Un paysage urbain à l'atmosphère polluée. Photo : © aapsky/Shutterstock Un paysage urbain à l'atmosphère polluée. Photo : © aapsky/Shutterstock

How can countries grow their economies and keep air pollution in check at the same time? A new World Bank report explores that tricky question, looking at the kinds of policies and actions three leading cities have taken to tackle poor local air quality, providing lessons for other cities. As we mark World Cities Day on October 31, this research seems more timely than ever.

Air pollution poses a major health risk globally, weighing on economies and people’s health. In 2017, an estimated 4.13 to 5.39 million people died from exposure to PM2.5 – one of the most harmful forms of air pollution.  That’s more than the total number of people who died from HIV/AIDS, tuberculosis, and malaria combined. The cost associated with health impacts of outdoor PM2.5 air pollution is estimated to be US$5.7 trillion, equivalent to 4.8 percent of global GDP, according to World Bank research. The COVID-19 pandemic further highlights why addressing air pollution is so important, with early research pointing to links between air pollution, illness and death due to the virus.  On the flip side, the economic lockdowns caused by the pandemic, while devastating for communities, did result in some noticeable improvements in air quality but these improvements were inconsistent, particularly when it came to PM2.5. Improvements nonetheless show what is possible and provide new impetus for needed change.

“The COVID-19 pandemic further highlights why addressing air pollution is so important, with early research pointing to links between air pollution, illness and death due to the virus.”

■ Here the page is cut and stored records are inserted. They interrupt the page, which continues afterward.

PR #159, opened 2018-04-26
Make dependencies from zlib and pnglib optional

hugbug:
As previously discussed in #131 this PR implements the possibility to build Lomse without explicit dependency from zlib and pnglib.

**Note:** Freetype may still require zlib but that's regulated outside of Lomse build process. In particular on Windows official builds of Freetype don't require separate zlib (Freetype.dll probably has zlib statically integrated).

By default zlib and pnglib are used in Lomse like before and all features are enabled. To build without pnglib and/or zlib there are two CMake options (both `ON` by default):
 - LOMSE_ENABLE_COMPRESSION;
 - LOMSE_ENABLE_PNG.

In the following example we run CMake providing these two options:
```shell
cmake -G "Unix Makefiles" -DLOMSE_ENABLE_PNG=OFF -DLOMSE_ENABLE_COMPRESSION=OFF  ../lomse
```

**Note:** Pnglib can be deactivated separately but deactivating of zlib also requires deactivating of pnglib because pnglib depends on zlib. Therefore `LOMSE_ENABLE_COMPRESSION=OFF` also requires `LOMSE_ENABLE_PNG=OFF`.

Status of the new options is printed during running CMake similar to other options:
```
-- Compatibility for LDP v1.5 = ON
-- Enable compressed formats = OFF
-- Enable png format = OFF
```

`lomse_config.h` contains two new preprocessor defines:
```C++
// Enable compressed formats (requires zlib)
#define LOMSE_ENABLE_COMPRESSION    @LOMSE_ENABLE_COMPRESSION@

// Enable png format (requires pnglib and zlib)
#define LOMSE_ENABLE_PNG    @LOMSE_ENABLE_PNG@
```

Code parts depending on zlib or pnglib are guarded using these defines, for example:
```C++
#if (LOMSE_ENABLE_PNG == 1)
// PngImageDecoder: knows how to read a PNG image
class PngImageDecoder : public ImageDecoder
... 
};
#endif // LOMSE_ENABLE_PNG
```

### Testing
Tested on Mac (Clang) with default options and with deactivated libraries. All compiles successfully, all tests pass.

My tests on Linux were limited to Travis build with default options (zlib and pnglib are both enabled).

Also tested on Windows, library compiles successfully. As mentioned in other PR testlib application still fails to link due to some misconfiguration. That's a separate issue not related to current PR. I don't know how to fix this yet, that needs a separate investigation.

### Extras
I've found that library config file `liblomse.pc.cmake` was still referencing boost libraries. I've fixed this within this PR but in a separate commit. I thought it wasn't worth a separate PR.

---
This PR has option **Allow edits from maintainers** activated. Please feel free to commit any necessary modifications or tell me if you want me to change something.

Thanks for very quick reviewing and merging of my PRs!

### DIFF
--- a/CMakeLists.txt
+++ b/CMakeLists.txt
@@ -155,6 +155,25 @@ include( ${LOMSE_ROOT_DIR}/build-options.cmake )
 #
 ###############################################################################
 
+#dependencies for building and for pkg-config file (intitially empty but will be enhanced)
+set(LOMSE_REQUIRES "")
+set(LOMSE_DEPENDENCIES "")
+
+# include directories to be installed
+set( INCLUDES_LOMSE  ${LOMSE_ROOT_DIR}/include )
+set( INCLUDES_AGG  ${LOMSE_ROOT_DIR}/src/agg/include )
+set( INCLUDES_UTFCPP  ${LOMSE_ROOT_DIR}/packages/utfcpp )
+set( INCLUDES_MINIZIP  ${LOMSE_ROOT_DIR}/packages/minizip )
+set( INCLUDES_PUGIXML  ${LOMSE_ROOT_DIR}/packages )
+include_directories(
+    ${INCLUDES_LOMSE}
+    ${INCLUDES_AGG}
+    ${LOMSE_ROOT_DIR}/src/agg/font_freetype
+    ${INCLUDES_UTFCPP}
+    ${INCLUDES_PUGIXML}
+)
+
+
 # Check for UnitTest++. Required for unit test
 if (LOMSE_BUILD_TESTS)
     find_package(UnitTest++)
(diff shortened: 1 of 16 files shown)


CMakeLists.txt
```diff
@@ -49,38 +49,75 @@
...
+# LOMSE_ENABLE_COMPRESSION   (Default value: ON)
+#	Build with support for compressed files. This requires zlib library.
+#	By setting this to OFF Lomse will not be able to deal with compressed files,
+#	such as MusicXML files in compressed format, or with png images embedded in
+#	the documents. But Lomse will not fail in those cases, just will log error
+#	messages. For instance:
+#		cmake -G "Unix Makefiles" -DLOMSE_ENABLE_COMPRESSION=OFF ....
+#
+#	**Important**: deactivating compression will also deactivate support for
+#	PNG images because libpng depends on zlib.
```
hugbug: The description differs from current implementation: trying to disable compression without also disabling png has no effect. If png is active then compression is automatically activated.

If you want it the way you describe it that can be easily achieved but requires small modifications to CMake configuration.

cecilios: Thanks. I will fix the description.

I've tested the PR and it works as it is now. But I'm considering to remove the crash (throw) when the library has been built without zlib support and it is requested to open a compressed file. I think it is better not to throw an exception but to log an error message and fail opening the file (this will report a 'not supported format' error, and will not cause a crash in the user application).

hugbug: I saw exceptions in other places and thought it's the way to report errors. It's certainly not good to throw exception in one case but report errors via empty objects or using error codes in others. Consistency of behaviour is important.

Please make it the way you like as you of course know design choices of your project better.

cecilios: I started with this time ago. At start, I always threw exceptions. But after starting to use the library in my application I realize that when feasible and convenient it is better to log errors and do not cause crashes. There are still many points in which the library throw exceptions, but I didn't have time for reconsidering them and do not cause problems in applications. Most of them are at places in which there must have been a very bad failure in logic or program design.

cecilios:
Thank you!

Air pollution is especially high in some of the world’s fastest-growing urban areas, caused by a combination of more people, cars, fossil fuel and biomass burning, construction and poor disposal of waste, as well as rapid sprawl.   Agriculture is also an important source, underscoring the multi-faceted and transboundary nature of air pollution. How can cities overcome this issue? The latest World Bank report, Clearing the Air: A Tale of Three Cities, chose Beijing, New Delhi and Mexico City to assess how current and past efforts improved air quality.

Clearing the Air : A Tale of Three Cities

 

In the early 1990s, Mexico City was known as the world’s most polluted city and while there are still challenges, air quality has vastly improved.  Daily concentration of SO2 – a contributor to PM2.5 concentrations – declined from 300 µg/m3 in the 1990s to less than 100 µg/m3 in 2018.  PM2.5 levels currently are well below the WHO interim target 1 (35 µg/m3).  More recently, Beijing was on a list of the world’s most polluted cities, but with targeted policies and programs, average PM2.5 levels fell from around 90 µg/m3 in 2013 to 58 µg/m3 in 2017.

New Delhi was successful in tackling poor air quality in the late 1990s, implementing an ambitious transportation fuel conversion program that provided some relief to its citizens. Unfortunately, air quality levels have deteriorated since then, leading the national and Delhi state governments to implement new action plans that address multiple sources of pollution. Early indications are that air quality is improving although pollution levels remain worrying high. For example, average PM2.5 levels in 2018 were an unhealthy 128 µg/m3.

From examining the trajectory of these cities, we identified three key elements for success:

Reliable, accessible and real-time information helps create momentum for reform

In Mexico City, careful analysis of the impacts of air pollution on children’s health galvanized public support for the city’s first air quality management strategy. India’s National Air Quality Index program put real time data on pollution levels in the hands of citizens, allowing them to take prevention measures and to demand change. And in Beijing, real time and public data from Continuous Emissions Monitors at industrial locations and power plants helped to hold plant operators and regulators accountable. 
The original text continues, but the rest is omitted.